Materials and Methods

Primary culture

All experiments were performed with the approval of the Institutional Animal Care and Use Committee (IACUC) of the State University of New York at Buffalo. Rat cortical cultures were prepared with procedures similar to what we used previously (Wang et al., 2003; Yuen et al., 2005). Briefly, frontal cortex was dissected from 18 d rat embryos and cells were dissociated using trypsin and trituration through a Pasteur pipette. Cells were plated on coverslips coated with poly-L-lysine in Dulbecco’s Modified Eagle medium (DMEM) with 10% fetal calf serum at a density of 2.5 × 105 cells/cm2. When cells attached to the coverslip within 24 hr, the media was changed to Neurobasal with B27 supplement. Cytosine arabinoside (AraC, 5 µM) was added at DIV3 to stop glia proliferation. Neurons were maintained for 10–15 days before being used for electrophysiological recording or immunocytochemical staining.

Whole-cell recording

Acutely dissociated cortical neurons from 3–4 weeks old rats were prepared as described previously (Yuen et al. 2005). In brief, rats were anaesthetized with halothane vapour before decapitation. Brain slices (300 µm) were incubated in a NaHCO3-buffered saline bubbled with 95% O2. The frontal cortical areas were dissected and digested in an oxygenated chamber consisted of papain (0.4 mg/ml; Calbiochem) for 40 min at room temperature. Following washing, the tissue was mechanically dissociated with a graded series of fire-polished Pasteur pipettes. The isolated cells were then dispersed into a 35mm Lux Petri dish positioned on the stage of a Nikon inverted microscope. Whole-cell recording of NMDAR channel currents used standard voltage-clamp techniques (Wang et al., 2003; Yuen et al., 2005). The internal solution contained (in mM): 180 N-methyl-D-glucamine (NMG), 4 MgCl2, 40 HEPES, 0.5 BAPTA, 12 phosphocreatine, 3 Na2ATP, and 0.5 Na2GTP, pH 7.2–7.3, 265–270 mosM. The external solution contained (in mM): 127 NaCl, 20 CsCl, 1 CaCl2, 10 HEPES, 5 BaCl2, 12 glucose, 0.001 TTX, and glycine 0.02, pH 7.3–7.4, 300–305 mosM. Recordings were obtained with an Axon Instruments 200B amplifier that was controlled and monitored by an IBM PC running pClamp 8 with a DigiData 1320 series interface (Axon instruments). Following seal rupture, series resistance (4–10 MΩ) was compensated (70–90%). NMDAR-mediated current was evoked by application of NMDA (100 µM) for 2 s every 30 s in neurons held at −60 mV. During prolonged NMDA treatment, NMDA (100 µM) was continuously applied for 5 min in solution containing 2 mM CaCl2 and 20 µM glycine. Drugs were delivered with a ‘sewer pipe’ system. The array of drug capillaries (ca. 150 µm i.d.) was positioned a few hundred microns from the cell under examine. Solution changes were controlled by the SF-77B fast-step solution stimulus delivery device (Warner Instruments). Data were analyzed with Clampfit (Axon instruments) and Kaleidagraph (Albeck Software).

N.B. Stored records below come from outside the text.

PR #16069, opened 2024-01-29
Array>>#displayString should be part of Kernel and not an override from NewTools

### LINKED ISSUE #16050: Array>>#displayString should be part of Kernel and not an override from NewTools
We should put that directly into the kernel as Array is a Kernel class and therefore should have its #displayString method there:

image

astares:
Fix #16050


guillep (approved):
Good!

PR #16072, opened 2024-01-29
Implement Process>>state as the single source of truth for #isX methods (implements #14904)

daniels220:
Fill out the full set of testing methods (add #isReady, #isBlocked) and reimplement the existing ones in terms of #state. Use new #isReady in ProcessorScheduler>>interpriorityYield:

### DIFF
--- a/src/Kernel/Process.class.st
+++ b/src/Kernel/Process.class.st
@@ -332,31 +332,31 @@ Process >> installEnvIntoForked: newProcess [
 { #category : 'testing' }
 Process >> isActiveProcess [
 
-	^ self == Processor activeProcess
+	^ self state == #active
+]
+
+{ #category : 'testing' }
+Process >> isBlocked [
+
+	^ self state == #blocked
+]
+
+{ #category : 'testing' }
+Process >> isReady [
+
+	^ self state == #ready
 ]
 
 { #category : 'testing' }
 Process >> isSuspended [
-	"Answer true if I was never scheduled yet (new process, never been sent #resume) or paused (was sent #suspend)"
-	self isActiveProcess ifTrue: [ ^false ].
-	self isTerminated ifTrue: [ ^false ].
-	^myList isNil or: [ myList isEmpty ]
+
+	^ self state == #suspended
 ]
 
 { #category : 'testing' }
 Process >> isTerminated [
 
-	"Answer if the receiver is terminated, i.e. if the receiver is not active and
-	one of the following conditions is met:
-	(1) the receiver is a defunct process (suspendedContext = nil or pc = nil)
-	(2) the receiver is suspended in the endProcess method (We cannot use pragmas... pragmas require the compiler, it generates an evil dependency.
-	It also is not available in minimal images)"
-
-	self isActiveProcess ifTrue: [ ^ false ].
-
-	^suspendedContext isNil or: [
-		suspendedContext isDead or: [
-			(suspendedContext method == (self class >> #endProcess))]]
+	^ self state == #terminated
 ]
 
 { #category : 'testing' }
@@ -602,6 +602,32 @@ Process >> signalException: anException [
 	process is resumed, it will signal the exception"
 
 	oldList ifNotNil: [self resume]
+]
+
+{ #category : 'testing' }
+Process >> state [
+
+	self == Processor activeProcess ifTrue: [ ^ #active ].
+	"A process is #terminated if one of the following conditions is met:
+	(1) the receiver is a defunct process (suspendedContext = nil or pc = nil)
+	(2) the receiver is suspended in the endProcess method (we cannot use pragmas...
+	pragmas require the compiler, it generates an evil dependency.
+	It also is not available in minimal images)"
+	(suspendedContext isNil or: [
+		 suspendedContext isDead or: [
+			 suspendedContext method == (self class >> #endProcess) ] ])
+		ifTrue: [ ^ #terminated ].
+	"Any other process without a suspendingList, or which cannot
+	possibly be present in that list because it is empty,
+	is considered #suspended. This is either a new process that has
+	never been sent #resume, or one that has been sent #suspend."
+	(myList isNil or: [ myList isEmpty ]) ifTrue: [ ^ #suspended ].
+	"We term a process that is waiting in a list on the Processor #ready,
+	because it will run as soon as the Processor is free. Any other type of list,
+	usually a Semaphore, is considered #blocked"
+	^ myList class == ProcessList
+		  ifTrue: [ #ready ]
+		  ifFalse: [ #blocked ]
 ]
 
 { #category : 'changing suspended state' }
--- a/src/Kernel/Process.class.st
+++ b/src/Kernel/Process.class.st
@@ -330,31 +330,51 @@ Process >> installEnvIntoForked: newProcess [
 ]
 
 { #category : 'testing' }
-Process >> isActiveProcess [
+Process >> isActive [
+	"A process is #active if it is currently executing.
+	There can be only one such process, held in a slot on the Processor."
 
 	^ self state == #active
 ]
 
 { #category : 'testing' }
-Process >> isBlocked [
+Process >> isActiveProcess [
+	"A process is #active if it is currently executing.
+	There can be only one such process, held in a slot on the Processor."
 
-	^ self state == #blocked
+	self
+		deprecated: 'Please use #isActive instead'
+		transformWith: '`@receiver isActiveProcess' -> '`@receiver isActive'.
+	^ self isActive
 ]
 
 { #category : 'testing' }
 Process >> isReady [
+	"A #ready process is one that is waiting on one of the priority lists
+	on the Processor, and will run as soon as there are no others ahead of it
+	or at a higher priority (i.e. the Processor is free)."
 
 	^ self state == #ready
 ]
 
 { #category : 'testing' }
 Process >> isSuspended [
+	"A #suspended process will not run until sent #resume. New processes
+	start in this state (though the #fork family sends #resume internally),
+	and can be put back by sending #suspend. Effectively this is the 'default'
+	state, recognized by the absence of any of the others--not active, not
+	terminated, no list on which to be #waiting or #ready."
 
 	^ self state == #suspended
 ]
 
 { #category : 'testing' }
 Process >> isTerminated [
+	"A process is #terminated if one of the following conditions is met:
+	(1) the receiver is a defunct process (suspendedContext = nil or pc = nil)
+	(2) the receiver is suspended in the endProcess method (we cannot use pragmas...
+	pragmas require the compiler, it generates an evil dependency.
+	It also is not available in minimal images)"
 
 	^ self state == #terminated
 ]
@@ -363,6 +383,17 @@ Process >> isTerminated [
 Process >> isTerminating [
 	"lazy initialization is a fallback only for processes that existed before this addition"
 	^ terminating ifNil: [ false ]
+]
+
+{ #category : 'testing' }
+Process >> isWaiting [
+	"A #waiting process is one that is waiting for a Semaphore to be signaled
+	(having previously executed a #wait on that Semaphore, thus the name).
+	This differs from a #ready process, which also is 'waiting' in a list,
+	in that the Semaphore must be explicitly signaled rather than just
+	the Processor being free."
+
+	^ self state == #waiting
 ]
 
 { #category : 'accessing' }
@@ -606,7 +637,8 @@ Process >> signalException: anException [
 
 { #category : 'testing' }
 Process >> state [
-
+	"A process is #active if it is currently executing.
+	There can be only one such process, held in a slot on the Processor."
 	self == Processor activeProcess ifTrue: [ ^ #active ].
 	"A process is #terminated if one of the following conditions is met:
 	(1) the receiver is a defunct process (suspendedContext = nil or pc = nil)
@@ -623,10 +655,11 @@ Process >> state [
 	myList ifNil: [ ^ #suspended ].
 	"We term a process that is waiting in a list on the Processor #ready,
 	because it will run as soon as the Processor is free. Any other type of list,
-	usually a Semaphore, is considered #blocked"
+	usually a Semaphore, is considered #waiting, as the usual way to reach this state
+	is by executing e.g. Semaphore>>wait."
 	^ myList class == ProcessList
 		  ifTrue: [ #ready ]
-		  ifFalse: [ #blocked ]
+		  ifFalse: [ #waiting ]
 ]
 
 { #category : 'changing suspended state' }
@@ -729,11 +762,11 @@ Process >> suspendingList [
 ]
 
 { #category : 'changing process state' }
-Process >> terminate [ 
+Process >> terminate [
 	"Stop the process that the receiver represents forever. Unwind to execute pending ensure: and
 	ifCurtailed: blocks before terminating; allow all unwind blocks to run; if they are currently in
 	progress, let them finish. If the process is in the middle of a #critical: section, release it properly."
-	
+
 	"If terminating the active process, create a parallel stack and run unwinds from there;
 	if terminating a suspended process, create a parallel stack for the process being terminated
 	and resume the suspended process to complete its termination from the parallel stack. Use
@@ -750,8 +783,8 @@ Process >> terminate [
 	so that we leave the ensure: block inside Semaphore>>critical: without signaling the semaphore.
 	Execute termination wrapped in #ensure to ensure it completes even if the terminator
 	process itself gets terminated before it's finished; see testTerminateInTerminate."
-	
-	self isActiveProcess 
-		ifTrue: [self doTerminationFromYourself]
-		ifFalse: [self doTerminationFromAnotherProcess]
+
+	self isActive
+		ifTrue: [ self doTerminationFromYourself ]
+		ifFalse: [ self doTerminationFromAnotherProcess ]
 ]
--- a/src/Kernel/Process.class.st
+++ b/src/Kernel/Process.class.st
@@ -617,11 +617,10 @@ Process >> state [
 		 suspendedContext isDead or: [
 			 suspendedContext method == (self class >> #endProcess) ] ])
 		ifTrue: [ ^ #terminated ].
-	"Any other process without a suspendingList, or which cannot
-	possibly be present in that list because it is empty,
-	is considered #suspended. This is either a new process that has
-	never been sent #resume, or one that has been sent #suspend."
-	(myList isNil or: [ myList isEmpty ]) ifTrue: [ ^ #suspended ].
+	"Any other process without a list is considered #suspended.
+	This is either a new process that has never been sent #resume,
+	or one that has been sent #suspend."
+	myList ifNil: [ ^ #suspended ].
 	"We term a process that is waiting in a list on the Processor #ready,
 	because it will run as soon as the Processor is free. Any other type of list,
 	usually a Semaphore, is considered #blocked"
--- a/src/Kernel/Process.class.st
+++ b/src/Kernel/Process.class.st
@@ -413,14 +413,14 @@ Process >> on: exception do: handlerAction [
 	"This method inject new bottom context into process with exception handler.
 	It uses context jump tricks to achieve it"
 	| currentContext root newRoot |
-	currentContext := self isActiveProcess ifTrue: [ thisContext ] ifFalse: [self suspendedContext].
+	currentContext := self isActive ifTrue: [ thisContext ] ifFalse: [self suspendedContext].
 	root := currentContext bottomContext.
 	newRoot := [
 			[root insertSender: thisContext.
 			currentContext jump] on: exception do: handlerAction.
 		Processor terminateRealActive] asContext.
 
-	self isActiveProcess
+	self isActive
 		ifTrue: [ newRoot jump ]
 		ifFalse: [ self install: newRoot ]
 ]
@@ -527,7 +527,7 @@ Process >> pvtSignal: anException list: aList [
 	have the potential to push an unwanted object on the caller's stack)."
 	<debuggerCompleteToSender>
 	| blocker |
-	self isActiveProcess ifFalse: [^self].
+	self isActive ifFalse: [^self].
 	anException signal.
 	blocker := Semaphore new.
 	[self suspend.
@@ -614,7 +614,7 @@ Process >> signalException: anException [
 	will return to a blocked state unless the blocking Semaphore has excess signals"
 	| oldList |
 	"If we are the active process, go ahead and signal the exception"
-	self isActiveProcess ifTrue: [^anException signal].
+	self isActive ifTrue: [^anException signal].
 
 	"Suspend myself first to ensure that I won't run away in the
 	midst of the following modifications."
--- a/src/Debugger-Oups/Process.extension.st
+++ b/src/Debugger-Oups/Process.extension.st
@@ -10,7 +10,7 @@ Process >> debugWithTitle: title [
 
 	<debuggerCompleteToSender>
 	| context |
-	context := self isActiveProcess
+	context := self isActive
 		           ifTrue: [ thisContext ]
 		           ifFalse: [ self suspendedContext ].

Electrophysiological recordings in slices

The whole-cell voltage-clamp technique was used to measure NMDAR-EPSC in cortical slices (Wang et al., 2003; Yuen et al., 2005). The slice (300 µm) was incubated with artificial CSF (ACSF) containing bicuculline (10 µM) and CNQX (20 µM). The internal solution contained (in mM): 130 Cs-methanesulfonate, 10 CsCl, 4 NaCl, 1 MgCl2, 10 HEPES, 5 EGTA, 2.2 QX-314, 12 phosphocreatine, 5 MgATP, 0.5 Na2GTP, pH 7.2–7.3, 265–270 mosM. Neurons were visualized with a 40 × water-immersion lens and illuminated with near infrared IR light. All recordings were performed using a Multiclamp 700A amplifier. Tight seals (2–10 GΩ) were generated by applying negative pressure. Additional suction was applied to disrupt the membrane and obtain the whole-cell configuration. EPSCs were evoked by stimulating the neighboring cortical neurons with a bipolar tungsten electrode (FHC, Inc.) located at a few hundred micrometers away from the neuron under recording. Before stimulation, neurons were held at −70 mV and then depolarized to +60 mV for 3 s to fully relieve the voltage-dependent Mg2+ block of NMDARs (Hestrin et al., 1990).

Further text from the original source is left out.